What is being asked.
Would you repeat exactly the part of the listing below that runs from the line containing "add support for new" down to the line containing "I've now pushed a more complete fix.", inclusive, and nothing else?

------------

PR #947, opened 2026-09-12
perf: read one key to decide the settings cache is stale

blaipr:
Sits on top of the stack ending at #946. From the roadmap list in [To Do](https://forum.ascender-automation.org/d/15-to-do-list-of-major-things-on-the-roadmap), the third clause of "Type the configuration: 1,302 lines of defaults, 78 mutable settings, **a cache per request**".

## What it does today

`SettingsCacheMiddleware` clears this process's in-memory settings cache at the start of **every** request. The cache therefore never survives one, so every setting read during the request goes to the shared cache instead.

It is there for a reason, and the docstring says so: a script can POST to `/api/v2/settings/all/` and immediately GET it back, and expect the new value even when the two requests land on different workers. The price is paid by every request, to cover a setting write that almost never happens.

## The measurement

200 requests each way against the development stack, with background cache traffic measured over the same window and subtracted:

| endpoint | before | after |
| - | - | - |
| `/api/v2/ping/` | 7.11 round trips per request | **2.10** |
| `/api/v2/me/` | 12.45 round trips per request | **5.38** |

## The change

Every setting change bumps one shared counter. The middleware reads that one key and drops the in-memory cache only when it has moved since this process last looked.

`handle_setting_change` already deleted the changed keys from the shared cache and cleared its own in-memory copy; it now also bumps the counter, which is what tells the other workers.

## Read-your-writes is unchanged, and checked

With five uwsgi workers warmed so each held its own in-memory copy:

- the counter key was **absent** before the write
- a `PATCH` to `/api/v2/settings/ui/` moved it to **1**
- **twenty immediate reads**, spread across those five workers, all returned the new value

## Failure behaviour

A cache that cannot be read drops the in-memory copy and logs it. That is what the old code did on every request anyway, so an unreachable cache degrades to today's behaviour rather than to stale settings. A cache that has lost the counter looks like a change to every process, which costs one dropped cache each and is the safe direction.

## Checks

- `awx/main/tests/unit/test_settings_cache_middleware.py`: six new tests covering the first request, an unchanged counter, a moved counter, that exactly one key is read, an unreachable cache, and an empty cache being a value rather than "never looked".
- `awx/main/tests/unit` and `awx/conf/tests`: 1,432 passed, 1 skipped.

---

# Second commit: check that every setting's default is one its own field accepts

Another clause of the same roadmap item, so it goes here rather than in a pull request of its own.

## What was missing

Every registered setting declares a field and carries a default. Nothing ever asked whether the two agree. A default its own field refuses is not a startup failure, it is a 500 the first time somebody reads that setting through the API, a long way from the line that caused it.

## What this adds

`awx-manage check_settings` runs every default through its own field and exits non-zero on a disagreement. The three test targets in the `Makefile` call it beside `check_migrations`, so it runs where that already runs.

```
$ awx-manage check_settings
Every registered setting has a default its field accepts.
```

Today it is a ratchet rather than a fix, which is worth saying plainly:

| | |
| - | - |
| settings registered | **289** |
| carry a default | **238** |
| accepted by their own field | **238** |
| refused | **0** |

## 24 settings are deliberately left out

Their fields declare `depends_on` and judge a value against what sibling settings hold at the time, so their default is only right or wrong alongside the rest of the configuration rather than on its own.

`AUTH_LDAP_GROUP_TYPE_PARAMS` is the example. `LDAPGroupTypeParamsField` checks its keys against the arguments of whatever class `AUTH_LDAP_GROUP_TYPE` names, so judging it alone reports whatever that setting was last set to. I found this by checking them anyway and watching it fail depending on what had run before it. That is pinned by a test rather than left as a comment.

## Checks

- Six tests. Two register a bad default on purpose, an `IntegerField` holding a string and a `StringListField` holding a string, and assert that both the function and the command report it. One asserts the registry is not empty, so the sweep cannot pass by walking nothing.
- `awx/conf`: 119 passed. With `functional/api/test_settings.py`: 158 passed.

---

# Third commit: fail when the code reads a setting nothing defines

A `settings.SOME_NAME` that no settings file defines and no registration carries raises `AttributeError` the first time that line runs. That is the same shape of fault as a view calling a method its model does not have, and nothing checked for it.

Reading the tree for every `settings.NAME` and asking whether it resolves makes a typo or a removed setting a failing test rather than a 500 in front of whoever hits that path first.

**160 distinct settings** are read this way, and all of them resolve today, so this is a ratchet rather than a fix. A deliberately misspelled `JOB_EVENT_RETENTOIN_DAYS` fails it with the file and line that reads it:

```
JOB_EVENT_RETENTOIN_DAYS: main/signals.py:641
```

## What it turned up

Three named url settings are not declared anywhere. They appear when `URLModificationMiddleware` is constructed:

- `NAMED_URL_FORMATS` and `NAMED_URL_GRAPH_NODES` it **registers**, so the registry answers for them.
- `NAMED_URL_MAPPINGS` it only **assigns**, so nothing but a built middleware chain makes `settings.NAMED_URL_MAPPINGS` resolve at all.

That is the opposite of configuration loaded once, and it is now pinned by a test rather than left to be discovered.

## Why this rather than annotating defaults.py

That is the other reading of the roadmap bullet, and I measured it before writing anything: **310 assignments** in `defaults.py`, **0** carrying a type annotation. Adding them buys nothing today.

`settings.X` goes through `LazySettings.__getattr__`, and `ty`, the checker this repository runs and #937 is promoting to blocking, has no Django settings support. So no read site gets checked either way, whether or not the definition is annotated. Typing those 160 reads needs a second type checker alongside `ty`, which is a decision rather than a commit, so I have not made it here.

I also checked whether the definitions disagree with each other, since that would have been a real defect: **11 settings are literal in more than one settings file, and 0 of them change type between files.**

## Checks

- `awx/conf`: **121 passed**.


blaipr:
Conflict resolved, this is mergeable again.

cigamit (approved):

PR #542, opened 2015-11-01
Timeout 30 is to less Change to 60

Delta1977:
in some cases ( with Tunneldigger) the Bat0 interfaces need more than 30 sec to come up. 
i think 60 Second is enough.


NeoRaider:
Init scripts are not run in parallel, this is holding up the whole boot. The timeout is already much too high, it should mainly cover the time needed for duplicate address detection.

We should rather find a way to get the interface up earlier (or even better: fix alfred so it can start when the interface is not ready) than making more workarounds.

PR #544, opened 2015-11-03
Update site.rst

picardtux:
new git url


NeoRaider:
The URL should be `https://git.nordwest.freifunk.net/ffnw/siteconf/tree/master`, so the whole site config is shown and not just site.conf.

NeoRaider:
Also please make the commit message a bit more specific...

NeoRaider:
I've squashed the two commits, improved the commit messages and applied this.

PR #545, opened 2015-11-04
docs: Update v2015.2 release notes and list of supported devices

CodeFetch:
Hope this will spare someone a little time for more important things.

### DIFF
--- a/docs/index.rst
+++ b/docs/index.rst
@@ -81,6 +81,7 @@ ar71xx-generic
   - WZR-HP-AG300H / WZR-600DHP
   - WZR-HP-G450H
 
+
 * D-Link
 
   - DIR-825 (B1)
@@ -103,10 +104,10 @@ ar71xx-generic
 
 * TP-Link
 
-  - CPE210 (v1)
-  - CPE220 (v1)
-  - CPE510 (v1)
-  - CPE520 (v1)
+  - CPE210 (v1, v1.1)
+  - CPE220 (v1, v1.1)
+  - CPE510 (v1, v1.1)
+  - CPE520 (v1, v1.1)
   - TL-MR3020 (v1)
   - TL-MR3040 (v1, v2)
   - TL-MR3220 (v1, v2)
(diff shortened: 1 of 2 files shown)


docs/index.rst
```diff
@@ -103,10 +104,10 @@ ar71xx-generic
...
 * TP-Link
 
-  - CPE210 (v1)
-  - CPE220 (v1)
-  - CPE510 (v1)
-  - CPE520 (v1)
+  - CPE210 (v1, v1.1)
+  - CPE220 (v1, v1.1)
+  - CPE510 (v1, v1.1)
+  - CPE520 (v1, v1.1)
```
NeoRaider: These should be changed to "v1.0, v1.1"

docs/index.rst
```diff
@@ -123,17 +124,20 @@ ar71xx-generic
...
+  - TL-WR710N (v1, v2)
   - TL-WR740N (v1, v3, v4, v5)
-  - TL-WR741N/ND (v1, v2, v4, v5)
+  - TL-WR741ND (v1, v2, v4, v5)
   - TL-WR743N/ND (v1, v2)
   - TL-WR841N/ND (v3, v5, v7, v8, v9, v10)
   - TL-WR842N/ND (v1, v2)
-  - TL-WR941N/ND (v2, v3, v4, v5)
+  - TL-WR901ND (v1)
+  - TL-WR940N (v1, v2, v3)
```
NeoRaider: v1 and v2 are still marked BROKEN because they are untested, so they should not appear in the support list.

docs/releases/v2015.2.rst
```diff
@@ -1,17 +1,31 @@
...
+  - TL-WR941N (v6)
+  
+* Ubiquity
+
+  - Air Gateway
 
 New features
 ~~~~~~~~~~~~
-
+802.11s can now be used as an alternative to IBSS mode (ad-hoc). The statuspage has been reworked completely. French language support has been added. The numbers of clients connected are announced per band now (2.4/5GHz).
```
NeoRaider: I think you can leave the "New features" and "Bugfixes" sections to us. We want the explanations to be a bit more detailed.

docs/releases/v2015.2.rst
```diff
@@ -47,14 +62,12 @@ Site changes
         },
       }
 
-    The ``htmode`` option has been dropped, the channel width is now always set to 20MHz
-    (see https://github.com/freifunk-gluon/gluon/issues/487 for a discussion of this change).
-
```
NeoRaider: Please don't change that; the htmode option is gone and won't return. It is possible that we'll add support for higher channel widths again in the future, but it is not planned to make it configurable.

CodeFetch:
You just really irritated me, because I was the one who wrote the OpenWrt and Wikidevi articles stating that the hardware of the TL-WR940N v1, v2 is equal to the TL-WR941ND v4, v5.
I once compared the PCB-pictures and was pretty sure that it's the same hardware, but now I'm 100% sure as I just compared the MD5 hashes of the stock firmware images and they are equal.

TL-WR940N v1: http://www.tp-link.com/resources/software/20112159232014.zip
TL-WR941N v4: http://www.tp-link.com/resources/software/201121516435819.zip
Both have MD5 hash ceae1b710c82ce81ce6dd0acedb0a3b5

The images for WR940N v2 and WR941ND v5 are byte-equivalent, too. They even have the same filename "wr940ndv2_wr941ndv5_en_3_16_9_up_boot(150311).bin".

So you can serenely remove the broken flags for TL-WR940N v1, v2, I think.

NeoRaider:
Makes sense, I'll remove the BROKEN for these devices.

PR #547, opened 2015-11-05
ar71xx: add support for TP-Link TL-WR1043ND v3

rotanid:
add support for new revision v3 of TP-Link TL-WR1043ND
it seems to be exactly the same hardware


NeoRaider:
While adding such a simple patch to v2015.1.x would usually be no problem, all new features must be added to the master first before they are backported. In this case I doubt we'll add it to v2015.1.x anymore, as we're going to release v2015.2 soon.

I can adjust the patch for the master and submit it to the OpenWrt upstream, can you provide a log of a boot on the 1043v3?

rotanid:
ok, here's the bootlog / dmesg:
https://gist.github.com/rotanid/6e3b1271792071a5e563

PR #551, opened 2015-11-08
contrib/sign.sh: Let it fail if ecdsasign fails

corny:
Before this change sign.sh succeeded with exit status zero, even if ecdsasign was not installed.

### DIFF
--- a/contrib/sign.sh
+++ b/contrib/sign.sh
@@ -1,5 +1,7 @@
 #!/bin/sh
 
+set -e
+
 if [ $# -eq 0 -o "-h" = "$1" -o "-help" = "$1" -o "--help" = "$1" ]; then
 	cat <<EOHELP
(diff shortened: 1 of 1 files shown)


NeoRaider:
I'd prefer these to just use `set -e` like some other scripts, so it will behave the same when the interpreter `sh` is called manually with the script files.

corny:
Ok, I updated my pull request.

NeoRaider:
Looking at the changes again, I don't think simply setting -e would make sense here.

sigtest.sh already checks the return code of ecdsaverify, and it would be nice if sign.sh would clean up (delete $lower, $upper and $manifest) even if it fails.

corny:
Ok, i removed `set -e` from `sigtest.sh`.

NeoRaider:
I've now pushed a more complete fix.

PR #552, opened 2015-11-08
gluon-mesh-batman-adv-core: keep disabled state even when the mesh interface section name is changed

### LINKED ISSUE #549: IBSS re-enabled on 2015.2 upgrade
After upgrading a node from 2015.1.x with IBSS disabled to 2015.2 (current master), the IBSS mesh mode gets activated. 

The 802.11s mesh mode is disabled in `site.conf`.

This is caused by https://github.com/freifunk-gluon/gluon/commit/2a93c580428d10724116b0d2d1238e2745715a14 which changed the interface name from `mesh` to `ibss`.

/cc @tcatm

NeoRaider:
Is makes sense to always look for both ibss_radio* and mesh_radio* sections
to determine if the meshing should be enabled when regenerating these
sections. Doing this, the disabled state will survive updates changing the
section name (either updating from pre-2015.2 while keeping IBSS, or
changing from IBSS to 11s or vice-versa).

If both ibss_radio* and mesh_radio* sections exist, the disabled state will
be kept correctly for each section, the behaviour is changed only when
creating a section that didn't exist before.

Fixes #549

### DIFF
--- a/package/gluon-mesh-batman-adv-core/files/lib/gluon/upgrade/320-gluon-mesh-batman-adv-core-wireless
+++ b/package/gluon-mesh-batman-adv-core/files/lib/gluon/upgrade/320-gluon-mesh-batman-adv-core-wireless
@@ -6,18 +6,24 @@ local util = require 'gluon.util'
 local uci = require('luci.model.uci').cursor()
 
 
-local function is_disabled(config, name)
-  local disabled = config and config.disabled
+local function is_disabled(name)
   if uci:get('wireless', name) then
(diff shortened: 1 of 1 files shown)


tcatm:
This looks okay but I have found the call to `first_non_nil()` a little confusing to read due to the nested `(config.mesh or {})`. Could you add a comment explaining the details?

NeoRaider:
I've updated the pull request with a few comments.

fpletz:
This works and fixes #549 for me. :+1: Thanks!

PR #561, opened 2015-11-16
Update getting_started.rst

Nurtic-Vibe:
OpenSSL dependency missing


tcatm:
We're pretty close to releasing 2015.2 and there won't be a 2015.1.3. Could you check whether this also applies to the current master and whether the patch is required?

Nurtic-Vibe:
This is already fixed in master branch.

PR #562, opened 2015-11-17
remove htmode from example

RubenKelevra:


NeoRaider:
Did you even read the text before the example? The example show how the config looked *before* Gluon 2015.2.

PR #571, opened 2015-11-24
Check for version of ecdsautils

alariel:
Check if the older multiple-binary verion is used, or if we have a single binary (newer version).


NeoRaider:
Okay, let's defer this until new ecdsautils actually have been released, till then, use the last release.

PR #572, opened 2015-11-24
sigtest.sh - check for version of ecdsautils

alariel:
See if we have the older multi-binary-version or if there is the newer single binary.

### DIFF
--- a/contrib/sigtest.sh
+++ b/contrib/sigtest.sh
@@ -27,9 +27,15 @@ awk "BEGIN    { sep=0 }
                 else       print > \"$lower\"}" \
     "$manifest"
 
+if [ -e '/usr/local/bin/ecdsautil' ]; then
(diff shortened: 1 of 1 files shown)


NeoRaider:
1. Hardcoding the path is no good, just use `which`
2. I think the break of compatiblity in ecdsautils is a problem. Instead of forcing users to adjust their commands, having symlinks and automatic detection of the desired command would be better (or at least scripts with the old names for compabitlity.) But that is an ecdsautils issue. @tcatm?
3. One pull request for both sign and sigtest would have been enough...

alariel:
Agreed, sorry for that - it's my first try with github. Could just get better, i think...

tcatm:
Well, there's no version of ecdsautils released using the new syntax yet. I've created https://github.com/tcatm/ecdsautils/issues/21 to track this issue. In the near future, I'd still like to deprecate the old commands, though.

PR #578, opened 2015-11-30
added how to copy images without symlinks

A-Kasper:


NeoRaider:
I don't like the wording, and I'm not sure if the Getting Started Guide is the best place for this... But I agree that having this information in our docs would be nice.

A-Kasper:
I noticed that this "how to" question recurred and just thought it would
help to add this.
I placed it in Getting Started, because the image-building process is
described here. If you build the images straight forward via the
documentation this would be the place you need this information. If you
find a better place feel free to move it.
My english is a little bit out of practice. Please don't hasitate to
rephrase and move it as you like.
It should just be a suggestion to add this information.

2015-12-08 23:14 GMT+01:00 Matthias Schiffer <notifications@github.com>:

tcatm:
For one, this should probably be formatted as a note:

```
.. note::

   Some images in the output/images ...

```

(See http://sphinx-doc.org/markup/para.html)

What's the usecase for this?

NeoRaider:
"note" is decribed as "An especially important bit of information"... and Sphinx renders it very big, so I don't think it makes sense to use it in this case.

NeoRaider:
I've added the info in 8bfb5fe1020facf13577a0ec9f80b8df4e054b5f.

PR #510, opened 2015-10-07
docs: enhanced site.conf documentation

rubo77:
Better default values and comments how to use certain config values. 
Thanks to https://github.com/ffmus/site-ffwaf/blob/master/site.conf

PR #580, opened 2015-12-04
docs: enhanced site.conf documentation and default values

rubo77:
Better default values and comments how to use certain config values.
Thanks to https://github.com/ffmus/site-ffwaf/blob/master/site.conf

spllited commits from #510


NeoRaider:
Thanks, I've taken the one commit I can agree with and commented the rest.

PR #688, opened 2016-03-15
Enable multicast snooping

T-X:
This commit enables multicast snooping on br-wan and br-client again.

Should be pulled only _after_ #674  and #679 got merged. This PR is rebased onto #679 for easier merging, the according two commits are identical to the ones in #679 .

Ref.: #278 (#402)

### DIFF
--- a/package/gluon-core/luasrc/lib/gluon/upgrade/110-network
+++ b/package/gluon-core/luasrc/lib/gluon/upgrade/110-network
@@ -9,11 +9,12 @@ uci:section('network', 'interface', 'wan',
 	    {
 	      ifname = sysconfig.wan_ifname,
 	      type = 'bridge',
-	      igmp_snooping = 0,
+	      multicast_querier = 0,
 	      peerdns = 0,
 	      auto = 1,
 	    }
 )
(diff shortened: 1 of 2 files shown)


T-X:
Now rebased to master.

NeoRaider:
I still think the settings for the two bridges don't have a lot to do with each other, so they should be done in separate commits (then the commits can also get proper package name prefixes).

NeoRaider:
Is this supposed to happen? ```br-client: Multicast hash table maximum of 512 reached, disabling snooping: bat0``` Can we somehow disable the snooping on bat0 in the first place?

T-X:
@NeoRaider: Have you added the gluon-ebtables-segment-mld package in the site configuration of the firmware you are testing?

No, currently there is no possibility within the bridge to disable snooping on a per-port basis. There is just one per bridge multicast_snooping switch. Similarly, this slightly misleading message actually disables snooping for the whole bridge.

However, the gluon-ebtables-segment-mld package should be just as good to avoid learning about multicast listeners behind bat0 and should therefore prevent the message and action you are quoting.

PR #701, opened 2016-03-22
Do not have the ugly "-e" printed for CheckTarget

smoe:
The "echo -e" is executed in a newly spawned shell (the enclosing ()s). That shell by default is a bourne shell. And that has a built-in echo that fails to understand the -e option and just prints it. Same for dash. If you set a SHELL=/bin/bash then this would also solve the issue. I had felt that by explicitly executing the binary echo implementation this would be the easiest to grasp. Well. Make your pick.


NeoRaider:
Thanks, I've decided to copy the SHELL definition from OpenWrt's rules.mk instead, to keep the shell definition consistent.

------------

Task response.
add support for new revision v3 of TP-Link TL-WR1043ND
it seems to be exactly the same hardware


NeoRaider:
While adding such a simple patch to v2015.1.x would usually be no problem, all new features must be added to the master first before they are backported. In this case I doubt we'll add it to v2015.1.x anymore, as we're going to release v2015.2 soon.

I can adjust the patch for the master and submit it to the OpenWrt upstream, can you provide a log of a boot on the 1043v3?

rotanid:
ok, here's the bootlog / dmesg:
https://gist.github.com/rotanid/6e3b1271792071a5e563

PR #551, opened 2015-11-08
contrib/sign.sh: Let it fail if ecdsasign fails

corny:
Before this change sign.sh succeeded with exit status zero, even if ecdsasign was not installed.

### DIFF
--- a/contrib/sign.sh
+++ b/contrib/sign.sh
@@ -1,5 +1,7 @@
 #!/bin/sh
 
+set -e
+
 if [ $# -eq 0 -o "-h" = "$1" -o "-help" = "$1" -o "--help" = "$1" ]; then
 	cat <<EOHELP
(diff shortened: 1 of 1 files shown)


NeoRaider:
I'd prefer these to just use `set -e` like some other scripts, so it will behave the same when the interpreter `sh` is called manually with the script files.

corny:
Ok, I updated my pull request.

NeoRaider:
Looking at the changes again, I don't think simply setting -e would make sense here.

sigtest.sh already checks the return code of ecdsaverify, and it would be nice if sign.sh would clean up (delete $lower, $upper and $manifest) even if it fails.

corny:
Ok, i removed `set -e` from `sigtest.sh`.

NeoRaider:
I've now pushed a more complete fix.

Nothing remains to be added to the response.